(Beginning of THE INPUT)

PR #1711, opened 2022-01-26
Raise pyppeteer requirement to >=1,<1.1

### LINKED ISSUE #1707: evaluate upgrading to pyppeteer 1.x
## Elevator pitch

Raise the pin on pyppeteer to `>=1,<1.1` from  '==0.2.6'.

## Motivation

A few [1.x releases](https://pypi.org/project/pyppeteer/#history) have now gone out, and some time has elapsed to shake down any additional bugs. While a `1.x` doesn't really mean anything, it seems like giving a package the benefit of the doubt that this will be a more stable API seems fair.

Especially if a major rev of `nbconvert` is on the horizon to support major revs of heavyweights like mistune (#1685) and mathjax (#1706), it would be good to get this one updated as well.

## Additional context
Among the important things: _at least_ its provisioning is no longer insecure-by-default, and requires up-to-date certificates. Its default chromium is still `588429`, with claimed compatibility with puppeteer `v1.6.0`... but those haven't been updated in a _long_ time. No telling what state it's actually in.

SylvainCorlay:
Fixes #1707.

### DIFF
--- a/setup.py
+++ b/setup.py
@@ -227,7 +227,7 @@ setup_args['install_requires'] = [
     'nbclient>=0.5.0,<0.6.0'
 ]
 
-pyppeteer_req = 'pyppeteer==0.2.6'
+pyppeteer_req = 'pyppeteer>=1,<1.1'
 
 extra_requirements = {
     'test': [


bollwyvl:
Cool. I think this is ready to go, too: https://github.com/conda-forge/pyppeteer-feedstock/pull/11

SylvainCorlay:
I was about to tag a patch release including the DOM fixes in the lab template. What do you think about that one?

bollwyvl:
...though i do think this would prompt at least a 6.5.0 release...

bollwyvl:
i mean, i guess it's an `extra`... so maybe patch ok?

SylvainCorlay:
> ...though i do think this would prompt at least a 6.5.0 release...
> i mean, i guess it's an extra... so maybe patch ok?

exactly what I was wondering.

SylvainCorlay:
I pushed 6.4.1 out with the minuor fixes, and merging this one now to be published with 6.5.0.

PR #1712, opened 2022-01-27
Always hide the collapser element

martinRenou:
This element is unlikely to be used in nbconvert anyway?

We could probably use it to allow collapsing cells just like in JupyterLab. But this is not implemented yet, so it's probably best to not show it for now.

# Before this PR:

collapser

# After this PR:

nocollapser


martinRenou:
I opened an issue tracking the idea of implementing the collapser behavior: https://github.com/jupyter/nbconvert/issues/1713

SylvainCorlay:
LGTM!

(End of THE INPUT)

## EXERCISE DETAILS
Copy out each line of the listing that contains the word "Raise".

## ANSWER TO THIS PROBLEM
Raise pyppeteer requirement to >=1,<1.1
Raise the pin on pyppeteer to `>=1,<1.1` from  '==0.2.6'.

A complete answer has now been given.